Problem to work on
List, from the lines below, each one with "then" in it.

++++ Records for this task ++++

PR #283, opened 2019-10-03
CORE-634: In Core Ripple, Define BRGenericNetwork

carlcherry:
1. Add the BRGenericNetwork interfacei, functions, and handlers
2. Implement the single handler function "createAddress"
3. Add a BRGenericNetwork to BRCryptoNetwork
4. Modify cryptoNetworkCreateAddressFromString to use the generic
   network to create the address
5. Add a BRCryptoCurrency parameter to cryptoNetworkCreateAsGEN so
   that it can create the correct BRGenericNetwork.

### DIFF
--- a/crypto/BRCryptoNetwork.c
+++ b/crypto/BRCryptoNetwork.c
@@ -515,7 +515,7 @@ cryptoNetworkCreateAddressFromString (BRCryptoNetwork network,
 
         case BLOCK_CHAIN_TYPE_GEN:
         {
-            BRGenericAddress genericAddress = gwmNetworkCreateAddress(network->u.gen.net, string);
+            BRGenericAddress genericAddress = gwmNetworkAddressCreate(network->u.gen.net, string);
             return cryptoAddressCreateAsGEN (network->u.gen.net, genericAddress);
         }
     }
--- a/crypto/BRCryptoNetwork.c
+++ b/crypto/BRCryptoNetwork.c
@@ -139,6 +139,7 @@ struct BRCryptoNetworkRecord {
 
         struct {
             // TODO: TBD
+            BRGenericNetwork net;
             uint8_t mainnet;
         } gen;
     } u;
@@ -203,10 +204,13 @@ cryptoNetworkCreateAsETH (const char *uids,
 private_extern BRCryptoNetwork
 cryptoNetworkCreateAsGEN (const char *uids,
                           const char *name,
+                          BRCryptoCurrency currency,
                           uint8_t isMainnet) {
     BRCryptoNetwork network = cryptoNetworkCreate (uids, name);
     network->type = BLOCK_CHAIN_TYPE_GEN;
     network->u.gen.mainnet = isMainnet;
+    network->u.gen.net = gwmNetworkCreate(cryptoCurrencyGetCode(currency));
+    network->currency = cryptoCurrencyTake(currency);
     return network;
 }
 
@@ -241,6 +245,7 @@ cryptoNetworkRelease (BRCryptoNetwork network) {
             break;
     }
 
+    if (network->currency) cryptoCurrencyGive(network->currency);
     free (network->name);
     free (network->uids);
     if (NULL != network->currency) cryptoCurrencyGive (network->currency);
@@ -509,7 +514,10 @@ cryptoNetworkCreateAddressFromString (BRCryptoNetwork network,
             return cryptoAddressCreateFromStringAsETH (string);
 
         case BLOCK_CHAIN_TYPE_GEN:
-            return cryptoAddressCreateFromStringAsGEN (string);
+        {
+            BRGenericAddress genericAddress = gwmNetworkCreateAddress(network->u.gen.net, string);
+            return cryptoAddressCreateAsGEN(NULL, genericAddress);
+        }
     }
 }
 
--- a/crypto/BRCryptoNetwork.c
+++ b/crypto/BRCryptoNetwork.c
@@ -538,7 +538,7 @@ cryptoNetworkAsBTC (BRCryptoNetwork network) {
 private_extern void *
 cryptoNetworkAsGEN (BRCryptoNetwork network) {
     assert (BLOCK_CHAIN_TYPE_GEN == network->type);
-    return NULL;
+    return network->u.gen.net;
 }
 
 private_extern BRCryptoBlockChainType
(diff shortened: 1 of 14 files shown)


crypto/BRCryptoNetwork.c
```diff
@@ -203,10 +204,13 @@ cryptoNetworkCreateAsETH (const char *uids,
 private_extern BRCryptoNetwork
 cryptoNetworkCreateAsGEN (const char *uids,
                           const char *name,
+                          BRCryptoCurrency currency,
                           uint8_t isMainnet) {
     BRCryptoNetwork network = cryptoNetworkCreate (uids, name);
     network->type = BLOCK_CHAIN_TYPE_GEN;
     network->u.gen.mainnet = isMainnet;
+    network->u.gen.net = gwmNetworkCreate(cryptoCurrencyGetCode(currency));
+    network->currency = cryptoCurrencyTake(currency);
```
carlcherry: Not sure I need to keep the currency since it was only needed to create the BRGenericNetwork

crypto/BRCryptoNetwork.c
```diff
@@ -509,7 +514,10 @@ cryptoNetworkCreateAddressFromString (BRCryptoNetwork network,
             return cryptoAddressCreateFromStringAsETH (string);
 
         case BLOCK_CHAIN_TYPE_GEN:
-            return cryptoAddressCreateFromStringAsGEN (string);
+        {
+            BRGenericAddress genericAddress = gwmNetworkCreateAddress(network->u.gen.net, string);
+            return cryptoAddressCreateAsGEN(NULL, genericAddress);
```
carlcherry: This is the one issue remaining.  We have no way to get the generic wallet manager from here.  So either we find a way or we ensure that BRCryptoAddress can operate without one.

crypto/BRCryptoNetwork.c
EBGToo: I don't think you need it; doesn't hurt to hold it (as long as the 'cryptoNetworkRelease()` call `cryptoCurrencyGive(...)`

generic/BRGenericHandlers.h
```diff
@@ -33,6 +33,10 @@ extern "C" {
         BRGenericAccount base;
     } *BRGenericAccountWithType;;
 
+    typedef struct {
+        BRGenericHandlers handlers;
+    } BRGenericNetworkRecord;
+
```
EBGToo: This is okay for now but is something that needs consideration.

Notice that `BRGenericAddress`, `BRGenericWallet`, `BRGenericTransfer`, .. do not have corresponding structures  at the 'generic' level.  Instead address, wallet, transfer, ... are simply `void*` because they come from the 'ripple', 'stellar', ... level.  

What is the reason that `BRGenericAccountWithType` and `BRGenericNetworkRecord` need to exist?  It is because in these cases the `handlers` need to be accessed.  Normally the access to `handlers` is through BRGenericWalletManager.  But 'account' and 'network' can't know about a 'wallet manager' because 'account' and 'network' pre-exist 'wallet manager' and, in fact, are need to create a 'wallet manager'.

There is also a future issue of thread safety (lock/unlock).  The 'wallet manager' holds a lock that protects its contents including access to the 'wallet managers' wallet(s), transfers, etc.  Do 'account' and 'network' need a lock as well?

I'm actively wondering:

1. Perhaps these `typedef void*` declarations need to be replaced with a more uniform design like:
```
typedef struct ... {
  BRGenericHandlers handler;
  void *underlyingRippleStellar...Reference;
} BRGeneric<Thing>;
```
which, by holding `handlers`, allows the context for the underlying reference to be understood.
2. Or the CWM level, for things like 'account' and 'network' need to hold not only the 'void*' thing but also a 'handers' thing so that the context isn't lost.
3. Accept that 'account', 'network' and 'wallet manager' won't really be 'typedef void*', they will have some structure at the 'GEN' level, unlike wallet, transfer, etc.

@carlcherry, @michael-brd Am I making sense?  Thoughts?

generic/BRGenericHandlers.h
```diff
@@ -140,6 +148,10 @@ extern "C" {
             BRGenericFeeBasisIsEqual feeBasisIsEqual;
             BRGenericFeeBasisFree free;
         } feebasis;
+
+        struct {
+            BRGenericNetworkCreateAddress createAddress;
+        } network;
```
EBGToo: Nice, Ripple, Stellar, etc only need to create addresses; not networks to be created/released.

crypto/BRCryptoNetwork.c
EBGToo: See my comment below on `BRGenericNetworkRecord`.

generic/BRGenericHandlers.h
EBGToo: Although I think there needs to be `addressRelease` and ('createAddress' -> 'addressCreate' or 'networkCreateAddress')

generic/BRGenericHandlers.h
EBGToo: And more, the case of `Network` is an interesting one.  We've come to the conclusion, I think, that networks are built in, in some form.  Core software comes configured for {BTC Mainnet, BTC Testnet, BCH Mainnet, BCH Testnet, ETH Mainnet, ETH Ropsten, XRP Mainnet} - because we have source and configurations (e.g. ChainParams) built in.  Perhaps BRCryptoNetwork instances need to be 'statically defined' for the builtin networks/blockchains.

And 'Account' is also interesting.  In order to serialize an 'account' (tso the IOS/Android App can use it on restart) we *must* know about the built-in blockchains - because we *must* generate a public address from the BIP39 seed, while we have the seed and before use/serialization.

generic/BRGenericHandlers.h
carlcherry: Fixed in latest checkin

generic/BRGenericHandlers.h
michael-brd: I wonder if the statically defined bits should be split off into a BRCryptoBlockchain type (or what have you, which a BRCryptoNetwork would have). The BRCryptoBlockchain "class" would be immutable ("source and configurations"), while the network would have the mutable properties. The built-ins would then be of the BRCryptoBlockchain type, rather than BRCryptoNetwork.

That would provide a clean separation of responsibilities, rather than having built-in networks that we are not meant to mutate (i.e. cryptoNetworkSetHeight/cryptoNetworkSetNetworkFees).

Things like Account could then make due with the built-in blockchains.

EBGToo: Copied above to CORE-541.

++++

Final answer
michael-brd: I wonder if the statically defined bits should be split off into a BRCryptoBlockchain type (or what have you, which a BRCryptoNetwork would have). The BRCryptoBlockchain "class" would be immutable ("source and configurations"), while the network would have the mutable properties. The built-ins would then be of the BRCryptoBlockchain type, rather than BRCryptoNetwork.
Things like Account could then make due with the built-in blockchains.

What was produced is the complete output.